Bapcat called the boy to the stairs. “You can't kill songbirds. I'm the game warden.”

“I didn't kill them,” the boy said in his own defense. “I found them out on the beach. Some of them fly across the big lake and get tired and die. You can always find them out on the flows.”

Exhausted from flying over Lake Superior?
“Where did you get the idea?” Bapcat asked.

“Read it somewhere.”

Bapcat smiled. “Keep reading, and let me know what you learn.”

“I'd rather go hunting.”

“Thanksgiving we'll go get a deer.”

The boy grinned and Frei kissed Bapcat good-bye.

He wondered how she'd feel about his notions toward his own schooling. Raber is Hedyn's nephew-in-law, if that's what it was properly called. Growing up without kin gave Bapcat little interest in such things. Central was a good location, Canady yew in the ridges to the north and west, big deer, all worth a look.

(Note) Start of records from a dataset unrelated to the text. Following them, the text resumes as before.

PR #11157, opened 2019-03-14
[REFACTOR] Messenger - Serializer groups

Guikingone:
Hi everyone, 

I've faced some problems yesterday due to groups definition (mainly about embedded objects) and I think it could be a good idea to add a tip (or even a note?) about the `groups` usage. 

Any idea? 

Thanks :)

### DIFF
--- a/components/messenger.rst
+++ b/components/messenger.rst
@@ -139,6 +139,11 @@ through the transport layer, use the ``SerializerStamp`` stamp::
         ]))
     );
 
+.. note::
+
+    As the groups are applied to the whole message,
+    be sure to define the group for every embedded object. 
+
 At the moment, the Symfony Messenger has the following built-in envelope stamps:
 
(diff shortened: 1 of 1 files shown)


components/messenger.rst
```diff
@@ -136,6 +136,11 @@ through the transport layer, use the ``SerializerStamp`` stamp::
         ]))
     );
 
+.. tip::
```
OskarStark: I would prefer a note directive here and get rid of the “Notice” of the sentence.

What do you think?

Guikingone: Moved to a `note`, what do you think about the new wording?

maxhelias (approved):

OskarStark (approved):

javiereguiluz:
Guillaume, sorry it took us so long to merge this. It's now merged.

The newspaper article was much longer than he had expected. Was it too much? If not, he had a hunch that what lay ahead might come barreling right at him rather than him having to chase it down, and that maybe patience right now would pay off more than pursuit. Speed without direction didn't add up to much. He'd try to meet with Deputy Raber in a couple of days and see how he reacted. His appearance at the warehouse seemed to say a lot, especially when he saw what was happening and took off.